**What the exercise asks**
Return every entry exactly. Leave nothing out.

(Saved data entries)
PR #3339, opened 2024-07-11
fix: clicking shortcuts options did nothing

capJavert:
## Changes

Not sure when it broke but when testing something else I noticed the below button does nothing. I pushed it to use the same method to open menu as control version.

image

## Events

## Experiment

## Manual Testing

> [!CAUTION]


rebelchris (approved):
Oh damn!
just pushed a extension already.
Will have to do one tomorrow then.

Do wonder how this broke 😅

PR #3340, opened 2024-07-11
refactor: bookmark actions to show popup on click when reminder is set

sshanzel:
## Changes
- Introduce a `BookmarkButton` to make it easy to manage state and actions that are possible for the user to take.
- Fix some naming issues.
- Update bookmark buttons below to use the new component:
  - Post card
  - Post list
  - Post modal/page
- Fix cache when the reminder is set.

https://github.com/dailydotdev/apps/assets/13744167/f4350b81-6cca-4929-a401-efcddaaf039a

## Events

## Experiment

## Manual Testing

> [!CAUTION]

MI-437

### Preview domain
https://mi-437.preview.app.daily.dev


rebelchris (commented):
More generic, isn't this a experiment, this would now always show right?

packages/shared/src/components/buttons/QuaternaryButton.tsx
```diff
@@ -9,11 +9,11 @@ import React, {
 import classNames from 'classnames';
 import { AllowedTags, Button, ButtonElementType, ButtonProps } from './Button';
 
-type QuandaryButtonProps = {
-  id: string;
-  reverse?: boolean;
-  responsiveLabelClass?: string;
-};
+export type QuaternaryButtonProps<TagName extends AllowedTags> =
```
nensidosari, line 12: why do we  use this as a separate button again? 😅

nensidosari (approved):
Looks good

packages/shared/src/components/buttons/QuaternaryButton.tsx
sshanzel: One word. Legacy 😓

Hopefully, we can spend some time in the future and understand whether we can actually remove this.

packages/shared/src/components/buttons/BookmarkButton.tsx
```diff
@@ -0,0 +1,72 @@
...
+      return onMenuClick(e);
+    }
+
+    return buttonProps.onClick?.(e);
+  };
+
+  return (
+    <>
+      <SimpleTooltip content={post.bookmarked ? 'Remove bookmark' : 'Bookmark'}>
+        <QuaternaryButton
```
rebelchris, line 44: Are you sure this is right though?
I mean the current actionButtons render as:

```
<Button
            id={`post-${post.id}-bookmark-btn`}
            className="pointer-events-auto ml-2"
            icon={<BookmarkIcon secondary={post.bookmarked} />}
            onClick={() => onBookmarkClick(post)}
            color={ButtonColor.Bun}
            pressed={post.bookmarked}
            variant={ButtonVariant.Float}
          />
```

sshanzel: Let me check where this is.

sshanzel: Check the difference between the buttons. Should practically be the same, the point of the Quaternary button is to have a wrapper so that when you add a label, the label will not have the same background as the button. Since this is for the list feed, we don't show any label from the actions there in any format. We should be good on that end.

sshanzel: I think we should be able to merge here, and if we really want to avoid the extra wrapper, I think we can work on it if the experiment wins. Thoughts?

**Task result**
PR #3339, opened 2024-07-11
fix: clicking shortcuts options did nothing

capJavert:
## Changes

Not sure when it broke but when testing something else I noticed the below button does nothing. I pushed it to use the same method to open menu as control version.

image

## Events

## Experiment

## Manual Testing

> [!CAUTION]


rebelchris (approved):
Oh damn!
just pushed a extension already.
Will have to do one tomorrow then.

Do wonder how this broke 😅

PR #3340, opened 2024-07-11
refactor: bookmark actions to show popup on click when reminder is set

sshanzel:
## Changes
- Introduce a `BookmarkButton` to make it easy to manage state and actions that are possible for the user to take.
- Fix some naming issues.
- Update bookmark buttons below to use the new component:
  - Post card
  - Post list
  - Post modal/page
- Fix cache when the reminder is set.

https://github.com/dailydotdev/apps/assets/13744167/f4350b81-6cca-4929-a401-efcddaaf039a

## Events

## Experiment

## Manual Testing

> [!CAUTION]

MI-437

### Preview domain
https://mi-437.preview.app.daily.dev


rebelchris (commented):
More generic, isn't this a experiment, this would now always show right?

packages/shared/src/components/buttons/QuaternaryButton.tsx
```diff
@@ -9,11 +9,11 @@ import React, {
 import classNames from 'classnames';
 import { AllowedTags, Button, ButtonElementType, ButtonProps } from './Button';
 
-type QuandaryButtonProps = {
-  id: string;
-  reverse?: boolean;
-  responsiveLabelClass?: string;
-};
+export type QuaternaryButtonProps<TagName extends AllowedTags> =
```
nensidosari, line 12: why do we  use this as a separate button again? 😅

nensidosari (approved):
Looks good

packages/shared/src/components/buttons/QuaternaryButton.tsx
sshanzel: One word. Legacy 😓

Hopefully, we can spend some time in the future and understand whether we can actually remove this.

packages/shared/src/components/buttons/BookmarkButton.tsx
```diff
@@ -0,0 +1,72 @@
...
+      return onMenuClick(e);
+    }
+
+    return buttonProps.onClick?.(e);
+  };
+
+  return (
+    <>
+      <SimpleTooltip content={post.bookmarked ? 'Remove bookmark' : 'Bookmark'}>
+        <QuaternaryButton
```
rebelchris, line 44: Are you sure this is right though?
I mean the current actionButtons render as:

```
<Button
            id={`post-${post.id}-bookmark-btn`}
            className="pointer-events-auto ml-2"
            icon={<BookmarkIcon secondary={post.bookmarked} />}
            onClick={() => onBookmarkClick(post)}
            color={ButtonColor.Bun}
            pressed={post.bookmarked}
            variant={ButtonVariant.Float}
          />
```

sshanzel: Let me check where this is.

sshanzel: Check the difference between the buttons. Should practically be the same, the point of the Quaternary button is to have a wrapper so that when you add a label, the label will not have the same background as the button. Since this is for the list feed, we don't show any label from the actions there in any format. We should be good on that end.

sshanzel: I think we should be able to merge here, and if we really want to avoid the extra wrapper, I think we can work on it if the experiment wins. Thoughts?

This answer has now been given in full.